Il est clair que nous traversons une crise profonde – mais laissez-moi dire qu’elle représente également une grande opportunité. Nous devons nous tenir prêts à mettre en œuvre des changements radicaux. Nous devons travailler à construire la paix au lieu de préparer la guerre. Les guerres du passé se sont fondées sur des mensonges et des plans stratégiques pour s’approprier le pétrole et le vaste potentiel de ces pays.
Nous sommes arrivés à un stade où nous pouvons effectuer un changement fondamental pour l’avenir. Nous pouvons vraiment changer radicalement.
Quel sera l’héritage que nous laisserons à la jeune génération ? Nous pouvons affirmer aux jeunes générations que nous ne vivrons plus dans une économie qui repose sur la spéculation ou sur l’exploitation et la guerre.
Savez-vous que nous dépensons quotidiennement trois milliards de dollars en armements – la machinerie de la guerre ? Et que dans le même intervalle de vingt quatre heures, 60 000 personnes dont au moins 35 000 enfants meurent de faim.
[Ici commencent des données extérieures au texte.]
PR #2520, opened 2016-08-26
Attempt to set up test runs for code climate

elzj:
Not totally sure this will work for Cucumber, but giving it a shot. CODECLIMATE_REPO_TOKEN environment variable needs to be set separately.

### DIFF
--- a/spec/spec_helper.rb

Tous les jours. Ceci est totalement intolérable du point de vue moral. Nous ne pouvons plus accepter cette infamie. Nous ne pouvons plus tolérer le fait que nous dépensions de l’argent dans des armes et que dans le même temps des gens sont si pauvres qu’ils meurent de faim. Ils n’ont aucun accès à l’eau, la nourriture, la santé, les traitements médicaux, le logement.
Le mandat ou la mission la plus importante de l’Unesco dans le contexte du système des Nations unies est de passer à tout prix d’une culture de la force, de la domination, de la violence, une culture de la guerre en somme, à une culture du dialogue, de la réconciliation et de l’alliance, une culture de la paix.
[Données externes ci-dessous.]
PR #2523, opened 2016-08-29
AO3-4627 Add  viddertube.com to whitelist

zz9pzza:
https://otwarchive.atlassian.net/browse/AO3-4627


atpcm:
Per Garfield: "No, we do not need to allow flashvars. Our embed code is iframe based just like youtube's updated format."

cynsa:
Per Garfield: "No, we do not need to allow flashvars. Our embed code is iframe based just like youtube's updated format."

PR #2525, opened 2016-08-29
AO3-4628 Incompatible character encodings: ASCII-8BIT and UTF-8

ariana-paris:
https://otwarchive.atlassian.net/browse/AO3-4628

This fixes a problem which occurs when importing a work (both manually or automatically) whose metadata contains non-ASCII characters. When these tags reach the Sanitise gem without specifying an encoding, it bombs out because it expects pure ASCII or UTF-8, but gets something it thinks is ASCII but actually contains Unicode characters.

I also add tests which reproduce the problem if you remove the UTF-8 encoding on the string passed to Sanitise.

This is a blocker for the ongoing Ink Stained Fingers import that is just waiting for the works with this problem to be imported.

### DIFF
--- a/app/models/story_parser.rb
+++ b/app/models/story_parser.rb
@@ -440,7 +440,7 @@ class StoryParser
         story = eval("download_from_#{source.downcase}(location)")
       end
 
-      return story.force_encoding("UTF-8")
+      return story
     end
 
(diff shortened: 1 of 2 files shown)


zz9pzza:
Looks sane to me, waiting on travis.

PR #2526, opened 2016-08-30
AO3-3213 Fix tag unescaping for things like "a.k.a."

tickinginstant:
https://otwarchive.atlassian.net/browse/AO3-3213

Given a tag `A a.k.a. B`, the system for generating URLs turns that into `A a*d*k*d*a*d* B`. When that kind of tag name is passed to Tag.find_by_name, it first replaces all substrings `*s*` with `/`, then `*a*` with `&`, then `*d*` with `.`, etc. So when processing `A a*d*k*d*a*d* B`, it would first replace the `*a*` sequence in the middle to make `A a*d*k*d&d* B`, and then would replace the `*d*` sequence in the middle to make `A a.k*d&d* B`. So it would be incapable of looking up the tag that the user wanted.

Pour y parvenir, il nous faut nous mobiliser et affirmer que nous n’acceptons plus une mondialisation basée sur la suprématie des pays riches. Ces derniers ont abandonnées les Nations unies : ils ont crées des ploutocraties – le G7, le G8 et maintenant le G20. Cette division est intolérable.
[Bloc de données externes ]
PR #2528, opened 2016-09-04
AO3-4633 An ugly way to ensure that the machine is quiet during the upgrade

zz9pzza:
https://otwarchive.atlassian.net/browse/AO3-4633

### DIFF
--- a/config/deploy.rb
+++ b/config/deploy.rb
@@ -32,19 +32,19 @@ require 'bundler/capistrano'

Nous avons de nouveau besoin de Nations unies fortes et influentes, chaque nation disposant d’une voix égale. Et nous avons maintenant une chance de transformer notre culture et notre économie de guerre en une culture et une économie du développement mondial durable. La durabilité signifie avant tout que nous devons produire de la nourriture pour le monde entier. Nous disposons des connaissances nécessaires pour remplir cet objectif. Nous sommes en mesure de nourrir aujourd’hui l’ensemble de la population – 6,5 milliards d’êtres humains – nous pouvons nourrir tout le monde. Nous devons nous souvenir des Objectifs du millénaire. Nous devons produire de l’eau. Nous devons produire de la nourriture et nous savons comment protéger la santé des hommes. Nous pouvons fournir le logement, l’éducation, les transports.
Par-dessus tout, il faut créer une culture de la paix. Mettons un terme à l’emploi de la force, et faisons la promotion d’une culture de l’écoute, du dialogue, du respect et de la tolérance, afin que le résultat final soit la transition d’une culture de la division et de la guerre vers une culture du dialogue et de la paix.